*What to work on*. Only the lines that contain the string "install" belong in the answer; pull them from the records.

*Dataset entries*.

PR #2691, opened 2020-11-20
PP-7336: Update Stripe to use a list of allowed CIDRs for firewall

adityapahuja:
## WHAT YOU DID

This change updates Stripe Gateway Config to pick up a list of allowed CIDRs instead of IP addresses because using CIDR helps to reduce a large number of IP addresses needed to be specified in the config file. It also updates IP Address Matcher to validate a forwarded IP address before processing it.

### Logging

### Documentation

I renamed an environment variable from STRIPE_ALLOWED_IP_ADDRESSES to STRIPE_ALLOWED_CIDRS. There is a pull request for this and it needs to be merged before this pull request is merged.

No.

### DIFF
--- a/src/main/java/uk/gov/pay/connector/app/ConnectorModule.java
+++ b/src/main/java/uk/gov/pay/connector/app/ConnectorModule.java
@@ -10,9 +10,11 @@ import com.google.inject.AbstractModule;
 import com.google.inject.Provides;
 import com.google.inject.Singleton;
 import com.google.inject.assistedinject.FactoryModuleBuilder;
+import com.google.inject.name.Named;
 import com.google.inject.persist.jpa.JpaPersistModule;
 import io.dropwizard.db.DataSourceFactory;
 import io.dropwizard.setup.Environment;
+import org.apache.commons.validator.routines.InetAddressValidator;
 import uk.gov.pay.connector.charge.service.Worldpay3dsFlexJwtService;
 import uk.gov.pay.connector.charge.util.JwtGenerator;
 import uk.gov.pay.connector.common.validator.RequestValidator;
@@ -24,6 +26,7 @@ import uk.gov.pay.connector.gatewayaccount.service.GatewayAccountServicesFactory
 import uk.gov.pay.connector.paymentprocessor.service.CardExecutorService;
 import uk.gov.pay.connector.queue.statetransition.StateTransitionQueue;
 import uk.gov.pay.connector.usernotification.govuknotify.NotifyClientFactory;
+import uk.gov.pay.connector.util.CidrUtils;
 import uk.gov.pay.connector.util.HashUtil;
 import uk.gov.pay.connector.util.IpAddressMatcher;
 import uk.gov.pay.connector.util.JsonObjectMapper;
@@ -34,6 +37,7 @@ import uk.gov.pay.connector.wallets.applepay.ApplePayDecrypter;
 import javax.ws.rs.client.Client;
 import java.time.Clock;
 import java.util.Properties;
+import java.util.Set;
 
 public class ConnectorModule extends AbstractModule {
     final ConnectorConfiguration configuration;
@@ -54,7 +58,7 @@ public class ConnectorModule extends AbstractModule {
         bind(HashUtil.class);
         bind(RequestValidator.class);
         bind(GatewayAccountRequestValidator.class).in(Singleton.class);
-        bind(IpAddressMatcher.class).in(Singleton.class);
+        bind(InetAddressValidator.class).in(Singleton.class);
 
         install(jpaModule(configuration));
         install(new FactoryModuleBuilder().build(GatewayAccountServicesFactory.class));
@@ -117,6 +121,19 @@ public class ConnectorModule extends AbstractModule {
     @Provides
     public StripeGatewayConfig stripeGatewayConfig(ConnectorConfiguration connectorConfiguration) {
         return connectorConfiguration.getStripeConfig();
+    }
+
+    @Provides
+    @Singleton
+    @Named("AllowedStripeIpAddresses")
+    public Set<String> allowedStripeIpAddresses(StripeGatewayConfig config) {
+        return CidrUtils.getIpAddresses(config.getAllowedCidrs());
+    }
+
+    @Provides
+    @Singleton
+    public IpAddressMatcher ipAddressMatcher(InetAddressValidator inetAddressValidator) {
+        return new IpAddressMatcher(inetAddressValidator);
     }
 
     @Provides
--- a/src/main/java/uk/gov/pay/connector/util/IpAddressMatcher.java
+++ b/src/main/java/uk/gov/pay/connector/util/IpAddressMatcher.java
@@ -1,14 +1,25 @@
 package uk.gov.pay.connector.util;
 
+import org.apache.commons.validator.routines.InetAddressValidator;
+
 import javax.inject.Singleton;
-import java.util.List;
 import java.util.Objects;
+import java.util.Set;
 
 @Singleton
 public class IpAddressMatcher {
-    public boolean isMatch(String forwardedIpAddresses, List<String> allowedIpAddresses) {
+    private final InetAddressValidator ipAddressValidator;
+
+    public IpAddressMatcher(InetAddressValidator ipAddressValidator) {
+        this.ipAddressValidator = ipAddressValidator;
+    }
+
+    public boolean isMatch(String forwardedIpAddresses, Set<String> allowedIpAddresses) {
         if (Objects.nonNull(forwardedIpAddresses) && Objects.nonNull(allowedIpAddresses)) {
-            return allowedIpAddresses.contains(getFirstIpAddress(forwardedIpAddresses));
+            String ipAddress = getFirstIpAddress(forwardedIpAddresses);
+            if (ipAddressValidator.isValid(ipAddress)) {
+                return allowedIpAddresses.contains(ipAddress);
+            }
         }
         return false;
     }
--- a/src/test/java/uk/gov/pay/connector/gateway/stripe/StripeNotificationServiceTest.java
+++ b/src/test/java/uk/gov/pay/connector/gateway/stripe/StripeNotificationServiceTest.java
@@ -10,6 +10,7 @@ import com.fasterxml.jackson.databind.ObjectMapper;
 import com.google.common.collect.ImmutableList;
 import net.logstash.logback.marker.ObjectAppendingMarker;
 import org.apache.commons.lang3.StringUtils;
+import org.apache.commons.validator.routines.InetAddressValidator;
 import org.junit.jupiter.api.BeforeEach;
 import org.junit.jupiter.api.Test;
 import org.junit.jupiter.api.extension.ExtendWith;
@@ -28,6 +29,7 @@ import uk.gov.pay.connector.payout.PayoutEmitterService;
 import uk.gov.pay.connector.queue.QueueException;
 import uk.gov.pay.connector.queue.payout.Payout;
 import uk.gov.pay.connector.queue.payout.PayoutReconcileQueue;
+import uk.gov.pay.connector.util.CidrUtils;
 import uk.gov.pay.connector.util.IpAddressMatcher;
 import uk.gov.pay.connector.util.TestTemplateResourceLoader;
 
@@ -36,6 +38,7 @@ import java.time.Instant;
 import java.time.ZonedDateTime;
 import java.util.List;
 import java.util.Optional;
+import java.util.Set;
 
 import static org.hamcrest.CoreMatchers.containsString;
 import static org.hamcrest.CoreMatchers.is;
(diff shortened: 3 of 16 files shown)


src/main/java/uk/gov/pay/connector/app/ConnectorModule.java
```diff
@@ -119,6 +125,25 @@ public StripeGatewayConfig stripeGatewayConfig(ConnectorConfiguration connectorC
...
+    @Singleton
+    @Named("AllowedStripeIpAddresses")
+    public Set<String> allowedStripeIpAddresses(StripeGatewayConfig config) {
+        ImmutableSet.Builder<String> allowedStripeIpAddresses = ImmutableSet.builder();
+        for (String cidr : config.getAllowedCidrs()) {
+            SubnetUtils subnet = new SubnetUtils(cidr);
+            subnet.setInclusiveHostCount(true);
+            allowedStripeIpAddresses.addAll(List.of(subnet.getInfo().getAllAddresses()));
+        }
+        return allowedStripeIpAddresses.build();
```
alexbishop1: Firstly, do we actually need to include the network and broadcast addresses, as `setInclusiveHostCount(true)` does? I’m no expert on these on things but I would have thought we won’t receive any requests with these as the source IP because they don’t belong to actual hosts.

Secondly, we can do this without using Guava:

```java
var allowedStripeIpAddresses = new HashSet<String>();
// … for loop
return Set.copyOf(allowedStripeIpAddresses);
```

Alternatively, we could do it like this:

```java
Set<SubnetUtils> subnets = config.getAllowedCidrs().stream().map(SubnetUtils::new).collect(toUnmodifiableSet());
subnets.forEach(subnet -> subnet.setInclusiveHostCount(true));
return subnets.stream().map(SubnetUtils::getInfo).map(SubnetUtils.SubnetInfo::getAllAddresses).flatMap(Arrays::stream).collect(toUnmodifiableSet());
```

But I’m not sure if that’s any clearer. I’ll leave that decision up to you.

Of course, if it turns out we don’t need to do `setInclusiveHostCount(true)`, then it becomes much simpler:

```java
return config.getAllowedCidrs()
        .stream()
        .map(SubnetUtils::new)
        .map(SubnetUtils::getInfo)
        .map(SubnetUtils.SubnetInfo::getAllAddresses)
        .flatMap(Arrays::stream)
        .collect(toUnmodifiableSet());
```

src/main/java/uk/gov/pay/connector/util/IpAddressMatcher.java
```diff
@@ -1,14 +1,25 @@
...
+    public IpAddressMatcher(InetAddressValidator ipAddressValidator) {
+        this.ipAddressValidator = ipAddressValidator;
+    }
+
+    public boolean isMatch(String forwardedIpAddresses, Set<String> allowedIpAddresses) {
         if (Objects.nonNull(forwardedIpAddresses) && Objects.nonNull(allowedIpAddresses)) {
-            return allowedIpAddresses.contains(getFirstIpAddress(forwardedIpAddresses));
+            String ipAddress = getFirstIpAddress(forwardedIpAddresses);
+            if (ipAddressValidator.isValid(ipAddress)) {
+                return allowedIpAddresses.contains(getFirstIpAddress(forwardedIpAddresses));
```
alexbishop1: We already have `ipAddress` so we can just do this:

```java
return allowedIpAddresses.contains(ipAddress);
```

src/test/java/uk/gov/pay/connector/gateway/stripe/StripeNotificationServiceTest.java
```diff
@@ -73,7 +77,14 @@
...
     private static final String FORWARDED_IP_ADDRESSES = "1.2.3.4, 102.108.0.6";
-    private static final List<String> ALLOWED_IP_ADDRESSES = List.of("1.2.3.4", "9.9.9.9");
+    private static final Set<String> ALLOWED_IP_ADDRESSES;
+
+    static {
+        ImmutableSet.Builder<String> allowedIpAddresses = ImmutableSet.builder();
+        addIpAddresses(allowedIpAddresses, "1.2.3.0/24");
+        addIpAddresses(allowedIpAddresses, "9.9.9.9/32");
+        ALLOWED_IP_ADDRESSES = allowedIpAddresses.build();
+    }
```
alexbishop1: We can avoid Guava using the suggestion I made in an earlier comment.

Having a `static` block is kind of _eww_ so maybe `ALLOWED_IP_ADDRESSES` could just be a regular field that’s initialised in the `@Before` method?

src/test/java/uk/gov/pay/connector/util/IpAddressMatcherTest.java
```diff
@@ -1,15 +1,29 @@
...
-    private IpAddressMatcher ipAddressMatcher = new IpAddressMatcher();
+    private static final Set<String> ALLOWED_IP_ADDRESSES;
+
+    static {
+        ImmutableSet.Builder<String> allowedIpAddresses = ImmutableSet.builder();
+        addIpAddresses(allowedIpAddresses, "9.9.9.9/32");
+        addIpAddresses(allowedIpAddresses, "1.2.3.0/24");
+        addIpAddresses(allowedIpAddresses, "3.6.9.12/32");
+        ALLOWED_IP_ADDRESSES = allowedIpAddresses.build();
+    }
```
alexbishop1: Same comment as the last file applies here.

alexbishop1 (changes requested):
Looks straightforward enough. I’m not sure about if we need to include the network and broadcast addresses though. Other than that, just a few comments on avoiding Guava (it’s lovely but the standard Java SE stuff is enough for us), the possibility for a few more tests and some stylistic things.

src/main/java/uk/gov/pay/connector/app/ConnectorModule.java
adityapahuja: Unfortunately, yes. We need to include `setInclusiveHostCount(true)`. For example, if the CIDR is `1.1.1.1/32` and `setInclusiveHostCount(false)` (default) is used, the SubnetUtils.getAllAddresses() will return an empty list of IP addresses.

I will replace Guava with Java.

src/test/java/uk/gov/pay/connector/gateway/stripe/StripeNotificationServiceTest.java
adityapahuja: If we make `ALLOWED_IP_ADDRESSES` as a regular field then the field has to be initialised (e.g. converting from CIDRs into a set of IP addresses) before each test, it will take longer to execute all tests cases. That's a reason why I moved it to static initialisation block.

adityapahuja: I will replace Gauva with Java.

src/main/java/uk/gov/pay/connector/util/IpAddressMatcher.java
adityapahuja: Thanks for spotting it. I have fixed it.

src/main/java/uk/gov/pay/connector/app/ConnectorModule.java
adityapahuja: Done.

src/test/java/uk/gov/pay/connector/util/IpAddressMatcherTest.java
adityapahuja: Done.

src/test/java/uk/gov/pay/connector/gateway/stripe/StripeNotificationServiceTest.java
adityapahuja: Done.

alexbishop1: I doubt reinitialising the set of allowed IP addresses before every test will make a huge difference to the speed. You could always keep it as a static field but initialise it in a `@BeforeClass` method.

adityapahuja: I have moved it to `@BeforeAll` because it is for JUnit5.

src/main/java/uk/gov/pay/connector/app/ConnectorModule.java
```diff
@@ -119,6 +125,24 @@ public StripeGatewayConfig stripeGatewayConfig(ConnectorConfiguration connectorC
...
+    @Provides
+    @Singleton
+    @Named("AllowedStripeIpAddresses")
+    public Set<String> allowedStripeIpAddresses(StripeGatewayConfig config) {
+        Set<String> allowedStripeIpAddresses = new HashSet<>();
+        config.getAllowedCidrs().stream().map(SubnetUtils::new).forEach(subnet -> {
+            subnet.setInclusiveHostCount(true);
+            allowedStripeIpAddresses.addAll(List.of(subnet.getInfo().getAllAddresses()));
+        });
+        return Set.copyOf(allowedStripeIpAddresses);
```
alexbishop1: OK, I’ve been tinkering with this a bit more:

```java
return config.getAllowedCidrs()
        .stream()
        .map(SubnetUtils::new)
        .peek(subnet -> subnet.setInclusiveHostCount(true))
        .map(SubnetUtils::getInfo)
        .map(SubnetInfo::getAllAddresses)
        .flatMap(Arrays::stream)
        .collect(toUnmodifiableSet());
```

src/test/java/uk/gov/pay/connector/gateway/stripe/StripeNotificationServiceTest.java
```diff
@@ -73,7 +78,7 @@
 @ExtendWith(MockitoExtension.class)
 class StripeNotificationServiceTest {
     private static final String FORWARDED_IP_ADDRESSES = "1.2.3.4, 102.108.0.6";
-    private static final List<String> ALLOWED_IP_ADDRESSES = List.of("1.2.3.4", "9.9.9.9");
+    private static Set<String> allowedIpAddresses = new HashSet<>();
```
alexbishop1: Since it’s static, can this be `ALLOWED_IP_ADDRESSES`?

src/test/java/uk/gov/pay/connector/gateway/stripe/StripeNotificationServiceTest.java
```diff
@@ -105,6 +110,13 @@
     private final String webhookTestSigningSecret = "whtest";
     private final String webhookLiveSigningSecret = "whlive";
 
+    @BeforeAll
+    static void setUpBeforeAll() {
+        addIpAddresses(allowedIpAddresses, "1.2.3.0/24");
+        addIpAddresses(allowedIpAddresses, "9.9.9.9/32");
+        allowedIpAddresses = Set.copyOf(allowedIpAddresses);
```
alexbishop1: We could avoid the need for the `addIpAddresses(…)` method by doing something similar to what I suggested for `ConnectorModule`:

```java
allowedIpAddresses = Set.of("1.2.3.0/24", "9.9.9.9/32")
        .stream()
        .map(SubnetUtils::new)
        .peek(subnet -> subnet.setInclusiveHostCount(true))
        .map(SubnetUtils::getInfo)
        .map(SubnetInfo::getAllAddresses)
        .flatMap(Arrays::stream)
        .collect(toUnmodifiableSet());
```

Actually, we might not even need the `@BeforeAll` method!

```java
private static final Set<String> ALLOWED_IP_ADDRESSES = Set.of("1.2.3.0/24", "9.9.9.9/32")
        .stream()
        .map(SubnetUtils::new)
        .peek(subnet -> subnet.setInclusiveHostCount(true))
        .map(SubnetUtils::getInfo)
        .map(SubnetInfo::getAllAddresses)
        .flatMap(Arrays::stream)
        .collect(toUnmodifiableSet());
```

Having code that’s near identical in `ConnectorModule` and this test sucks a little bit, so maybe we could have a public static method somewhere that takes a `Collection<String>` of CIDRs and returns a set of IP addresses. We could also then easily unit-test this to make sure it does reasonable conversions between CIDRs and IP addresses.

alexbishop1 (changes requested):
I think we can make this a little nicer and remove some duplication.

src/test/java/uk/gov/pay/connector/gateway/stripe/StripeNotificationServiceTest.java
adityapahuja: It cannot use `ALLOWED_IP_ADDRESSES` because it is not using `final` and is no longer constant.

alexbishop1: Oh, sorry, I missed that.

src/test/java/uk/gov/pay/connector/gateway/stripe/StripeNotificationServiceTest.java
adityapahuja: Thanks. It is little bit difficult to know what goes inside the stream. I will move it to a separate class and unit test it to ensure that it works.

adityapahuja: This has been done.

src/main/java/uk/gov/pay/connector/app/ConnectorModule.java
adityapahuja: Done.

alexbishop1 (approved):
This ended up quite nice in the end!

*Completed exercise*.
         install(jpaModule(configuration));
         install(new FactoryModuleBuilder().build(GatewayAccountServicesFactory.class));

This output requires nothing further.